Read through the lines below for the string "filter" and copy each one that has it.
Start of RECORDS SUPPLIED
PR #1319, opened 2016-03-21
Listen on unix socket

mcanevet:
Required for backup via slapcat

### DIFF
--- a/ldap/docker/start.sh
+++ b/ldap/docker/start.sh
@@ -3,7 +3,7 @@ set -e
 
 /populate_ldap.sh &
 sleep 1
-exec /entrypoint.sh slapd -d 32768 -u openldap -g openldap
+exec /entrypoint.sh slapd -d 32768 -u openldap -g openldap -h ldap:/// ldapi:///
 
 
 


pmauduit:
Looks good, but from what I remember, slapcat will also dump the extra ldap attributes (uuid, ...). What is your way of restoring a ldif backup ? (if ldapadd, it won't work because of some read-only attributes), poke @Vampouille (since we discussed this issue some minutes ago).

Vampouille:
You can filter read-only attributes and restore only writable one with ldapadd. This way we can restore ldap with `slapadd` or `ldapadd`.
:+1:

pmauduit:
ok

landryb:
> You can filter read-only attributes and restore only writable one with ldapadd. This way we can restore ldap with slapadd or ldapadd.

Which option of ldapadd or slapcat is this ? Is it a complex slapcat -a filter, manually excluding all the operational attributes ? So far i'm using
End of RECORDS SUPPLIED
**PROBLEM SOLUTION**
You can filter read-only attributes and restore only writable one with ldapadd. This way we can restore ldap with `slapadd` or `ldapadd`.
> You can filter read-only attributes and restore only writable one with ldapadd. This way we can restore ldap with slapadd or ldapadd.
Which option of ldapadd or slapcat is this ? Is it a complex slapcat -a filter, manually excluding all the operational attributes ? So far i'm using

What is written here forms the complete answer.